- **Directions**: Of the entries below, copy only those lines that contain the word "Optional".

- **Data shown**:

* * * * * * *

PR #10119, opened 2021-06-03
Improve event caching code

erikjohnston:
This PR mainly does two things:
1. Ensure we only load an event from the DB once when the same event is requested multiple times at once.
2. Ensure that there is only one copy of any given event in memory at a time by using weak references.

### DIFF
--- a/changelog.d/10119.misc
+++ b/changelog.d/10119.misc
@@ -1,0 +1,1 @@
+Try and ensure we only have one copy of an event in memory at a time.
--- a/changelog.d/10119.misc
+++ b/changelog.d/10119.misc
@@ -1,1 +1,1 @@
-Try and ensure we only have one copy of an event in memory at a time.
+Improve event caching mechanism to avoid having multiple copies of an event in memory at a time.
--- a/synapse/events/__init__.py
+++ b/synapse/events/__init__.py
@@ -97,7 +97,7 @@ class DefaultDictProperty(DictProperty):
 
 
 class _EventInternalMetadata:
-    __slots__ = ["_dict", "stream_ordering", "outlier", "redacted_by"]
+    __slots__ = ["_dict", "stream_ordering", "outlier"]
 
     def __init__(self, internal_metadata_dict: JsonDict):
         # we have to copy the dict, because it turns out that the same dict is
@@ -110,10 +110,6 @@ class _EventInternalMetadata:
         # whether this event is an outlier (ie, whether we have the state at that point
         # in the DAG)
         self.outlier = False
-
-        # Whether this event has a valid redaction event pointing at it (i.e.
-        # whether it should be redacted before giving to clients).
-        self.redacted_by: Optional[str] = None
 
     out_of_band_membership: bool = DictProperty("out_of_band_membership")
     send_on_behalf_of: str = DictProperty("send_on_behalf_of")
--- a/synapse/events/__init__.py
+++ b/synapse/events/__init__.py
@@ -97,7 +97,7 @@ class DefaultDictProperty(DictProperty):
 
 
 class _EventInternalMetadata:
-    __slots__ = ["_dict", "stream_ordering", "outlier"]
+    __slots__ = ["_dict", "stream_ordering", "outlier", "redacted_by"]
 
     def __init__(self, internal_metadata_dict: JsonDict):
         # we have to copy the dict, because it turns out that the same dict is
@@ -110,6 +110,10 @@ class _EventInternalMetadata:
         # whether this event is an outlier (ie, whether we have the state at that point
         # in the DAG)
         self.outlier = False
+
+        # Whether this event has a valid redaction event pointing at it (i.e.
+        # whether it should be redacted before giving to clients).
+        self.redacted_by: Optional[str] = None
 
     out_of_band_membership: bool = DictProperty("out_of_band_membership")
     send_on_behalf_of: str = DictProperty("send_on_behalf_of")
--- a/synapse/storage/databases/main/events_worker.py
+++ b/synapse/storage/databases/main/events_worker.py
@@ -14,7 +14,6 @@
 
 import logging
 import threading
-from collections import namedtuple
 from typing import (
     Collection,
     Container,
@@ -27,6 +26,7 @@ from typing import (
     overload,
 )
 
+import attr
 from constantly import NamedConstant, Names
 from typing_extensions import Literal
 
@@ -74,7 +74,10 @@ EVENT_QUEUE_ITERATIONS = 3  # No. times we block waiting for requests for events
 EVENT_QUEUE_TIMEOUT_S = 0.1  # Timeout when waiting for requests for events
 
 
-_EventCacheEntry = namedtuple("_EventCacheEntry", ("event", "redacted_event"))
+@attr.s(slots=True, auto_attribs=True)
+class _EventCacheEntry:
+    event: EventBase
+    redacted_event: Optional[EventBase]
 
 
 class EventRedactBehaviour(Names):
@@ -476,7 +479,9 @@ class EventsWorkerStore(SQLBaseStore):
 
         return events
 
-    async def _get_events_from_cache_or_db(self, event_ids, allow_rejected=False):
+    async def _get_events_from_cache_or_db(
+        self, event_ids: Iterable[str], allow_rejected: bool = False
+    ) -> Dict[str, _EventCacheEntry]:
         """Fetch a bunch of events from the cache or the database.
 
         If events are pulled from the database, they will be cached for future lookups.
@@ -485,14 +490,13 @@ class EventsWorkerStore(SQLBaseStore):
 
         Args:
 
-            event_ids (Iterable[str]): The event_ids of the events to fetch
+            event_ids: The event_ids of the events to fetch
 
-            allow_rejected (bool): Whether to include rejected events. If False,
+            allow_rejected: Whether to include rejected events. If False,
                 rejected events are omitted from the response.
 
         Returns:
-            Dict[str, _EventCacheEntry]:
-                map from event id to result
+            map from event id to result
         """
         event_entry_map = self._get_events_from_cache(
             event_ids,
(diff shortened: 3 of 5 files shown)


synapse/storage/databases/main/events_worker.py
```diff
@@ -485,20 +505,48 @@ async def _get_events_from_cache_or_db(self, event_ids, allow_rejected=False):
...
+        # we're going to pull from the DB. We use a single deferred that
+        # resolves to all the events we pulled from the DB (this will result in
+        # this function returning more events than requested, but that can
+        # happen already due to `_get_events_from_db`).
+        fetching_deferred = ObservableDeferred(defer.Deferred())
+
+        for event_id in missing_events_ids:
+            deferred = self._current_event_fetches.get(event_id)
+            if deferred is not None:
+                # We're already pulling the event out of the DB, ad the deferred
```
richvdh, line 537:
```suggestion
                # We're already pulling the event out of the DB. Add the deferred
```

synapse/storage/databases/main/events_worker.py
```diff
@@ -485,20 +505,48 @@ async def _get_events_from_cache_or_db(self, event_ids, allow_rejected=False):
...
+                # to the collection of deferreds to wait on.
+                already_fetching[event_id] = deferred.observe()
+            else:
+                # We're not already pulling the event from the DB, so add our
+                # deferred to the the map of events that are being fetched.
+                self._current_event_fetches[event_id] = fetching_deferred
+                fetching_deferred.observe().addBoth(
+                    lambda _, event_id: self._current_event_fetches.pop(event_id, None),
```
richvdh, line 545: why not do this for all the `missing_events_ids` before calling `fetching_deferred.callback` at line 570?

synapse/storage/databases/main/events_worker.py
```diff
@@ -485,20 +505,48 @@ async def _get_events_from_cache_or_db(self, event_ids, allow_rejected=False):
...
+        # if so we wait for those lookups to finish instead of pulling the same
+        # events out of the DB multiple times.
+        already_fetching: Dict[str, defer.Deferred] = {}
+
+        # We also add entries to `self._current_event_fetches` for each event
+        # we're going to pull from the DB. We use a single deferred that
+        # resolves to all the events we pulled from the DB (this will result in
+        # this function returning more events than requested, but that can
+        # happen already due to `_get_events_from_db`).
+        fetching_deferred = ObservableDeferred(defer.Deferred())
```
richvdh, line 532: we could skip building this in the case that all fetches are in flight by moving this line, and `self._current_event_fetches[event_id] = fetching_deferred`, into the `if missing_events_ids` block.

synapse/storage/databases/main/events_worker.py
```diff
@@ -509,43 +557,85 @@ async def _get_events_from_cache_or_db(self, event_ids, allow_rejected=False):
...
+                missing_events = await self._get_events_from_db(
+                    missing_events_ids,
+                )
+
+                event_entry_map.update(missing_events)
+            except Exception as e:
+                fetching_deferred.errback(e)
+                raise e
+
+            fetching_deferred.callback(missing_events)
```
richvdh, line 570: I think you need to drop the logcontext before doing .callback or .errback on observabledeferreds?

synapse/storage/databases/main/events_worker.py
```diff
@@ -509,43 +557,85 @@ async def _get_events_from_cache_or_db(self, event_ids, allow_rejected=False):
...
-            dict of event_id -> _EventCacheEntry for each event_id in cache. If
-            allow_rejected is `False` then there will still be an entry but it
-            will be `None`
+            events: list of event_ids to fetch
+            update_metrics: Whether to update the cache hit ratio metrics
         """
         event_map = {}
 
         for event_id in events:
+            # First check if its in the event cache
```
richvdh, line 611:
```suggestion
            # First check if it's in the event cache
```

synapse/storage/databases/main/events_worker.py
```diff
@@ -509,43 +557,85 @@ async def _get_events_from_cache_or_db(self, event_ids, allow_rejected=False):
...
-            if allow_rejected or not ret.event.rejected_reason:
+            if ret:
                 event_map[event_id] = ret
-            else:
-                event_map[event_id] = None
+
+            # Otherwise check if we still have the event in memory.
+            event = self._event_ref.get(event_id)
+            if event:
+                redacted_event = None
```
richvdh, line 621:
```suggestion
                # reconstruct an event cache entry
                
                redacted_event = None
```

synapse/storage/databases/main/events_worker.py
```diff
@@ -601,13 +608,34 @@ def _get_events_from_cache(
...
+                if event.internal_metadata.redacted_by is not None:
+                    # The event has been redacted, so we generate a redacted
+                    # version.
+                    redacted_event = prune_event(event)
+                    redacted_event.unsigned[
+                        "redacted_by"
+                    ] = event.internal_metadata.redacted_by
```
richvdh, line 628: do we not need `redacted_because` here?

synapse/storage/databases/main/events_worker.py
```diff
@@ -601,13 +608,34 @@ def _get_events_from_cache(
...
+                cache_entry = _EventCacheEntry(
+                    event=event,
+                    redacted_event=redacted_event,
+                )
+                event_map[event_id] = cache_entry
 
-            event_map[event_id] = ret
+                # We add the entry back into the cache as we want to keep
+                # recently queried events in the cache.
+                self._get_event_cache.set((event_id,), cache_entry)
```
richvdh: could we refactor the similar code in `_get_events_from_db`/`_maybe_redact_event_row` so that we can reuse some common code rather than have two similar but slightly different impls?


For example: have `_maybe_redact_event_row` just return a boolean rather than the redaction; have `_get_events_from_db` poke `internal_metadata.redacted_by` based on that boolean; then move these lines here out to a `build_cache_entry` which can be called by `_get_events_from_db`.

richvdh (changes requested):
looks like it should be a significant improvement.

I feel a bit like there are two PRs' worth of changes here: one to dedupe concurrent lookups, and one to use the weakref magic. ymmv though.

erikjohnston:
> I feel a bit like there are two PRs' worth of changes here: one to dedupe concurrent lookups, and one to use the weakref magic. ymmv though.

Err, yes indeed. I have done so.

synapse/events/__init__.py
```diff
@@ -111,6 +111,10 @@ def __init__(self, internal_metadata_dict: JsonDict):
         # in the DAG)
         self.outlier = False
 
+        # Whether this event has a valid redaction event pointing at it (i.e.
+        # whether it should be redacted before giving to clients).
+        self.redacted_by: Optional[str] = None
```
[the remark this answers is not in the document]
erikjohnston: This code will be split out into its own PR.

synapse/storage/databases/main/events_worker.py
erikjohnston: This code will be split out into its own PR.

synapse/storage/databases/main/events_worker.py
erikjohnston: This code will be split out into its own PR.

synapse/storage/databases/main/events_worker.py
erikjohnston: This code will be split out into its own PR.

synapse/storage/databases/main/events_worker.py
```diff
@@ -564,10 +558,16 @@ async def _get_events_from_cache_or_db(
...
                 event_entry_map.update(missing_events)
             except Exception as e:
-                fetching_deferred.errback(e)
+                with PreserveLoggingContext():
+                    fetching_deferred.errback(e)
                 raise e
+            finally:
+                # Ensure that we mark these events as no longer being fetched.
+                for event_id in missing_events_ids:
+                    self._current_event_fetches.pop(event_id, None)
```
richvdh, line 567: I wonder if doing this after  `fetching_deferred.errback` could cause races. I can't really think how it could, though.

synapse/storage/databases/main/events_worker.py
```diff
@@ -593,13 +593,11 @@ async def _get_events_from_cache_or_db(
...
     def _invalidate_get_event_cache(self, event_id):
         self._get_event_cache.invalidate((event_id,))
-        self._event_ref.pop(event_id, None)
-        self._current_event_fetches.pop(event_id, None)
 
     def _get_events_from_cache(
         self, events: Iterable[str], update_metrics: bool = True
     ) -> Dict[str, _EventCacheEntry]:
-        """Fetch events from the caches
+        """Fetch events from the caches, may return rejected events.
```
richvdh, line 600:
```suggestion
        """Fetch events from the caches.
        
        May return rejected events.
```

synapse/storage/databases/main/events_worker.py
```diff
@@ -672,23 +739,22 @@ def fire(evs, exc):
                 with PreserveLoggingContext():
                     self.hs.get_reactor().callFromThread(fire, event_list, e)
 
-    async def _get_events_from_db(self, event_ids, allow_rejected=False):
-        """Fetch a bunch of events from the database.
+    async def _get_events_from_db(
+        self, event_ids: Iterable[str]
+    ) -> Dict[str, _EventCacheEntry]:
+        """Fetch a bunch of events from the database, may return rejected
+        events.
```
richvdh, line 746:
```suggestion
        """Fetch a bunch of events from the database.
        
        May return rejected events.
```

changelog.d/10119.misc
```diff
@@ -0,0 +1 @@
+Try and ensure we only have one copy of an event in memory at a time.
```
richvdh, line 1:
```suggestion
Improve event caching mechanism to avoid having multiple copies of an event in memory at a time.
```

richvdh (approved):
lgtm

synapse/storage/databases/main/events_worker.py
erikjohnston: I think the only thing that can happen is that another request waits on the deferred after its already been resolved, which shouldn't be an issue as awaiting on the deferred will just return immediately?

* * * * * * *

- **Exercise response**:
-        self.redacted_by: Optional[str] = None
+        self.redacted_by: Optional[str] = None
+    redacted_event: Optional[EventBase]
+        self.redacted_by: Optional[str] = None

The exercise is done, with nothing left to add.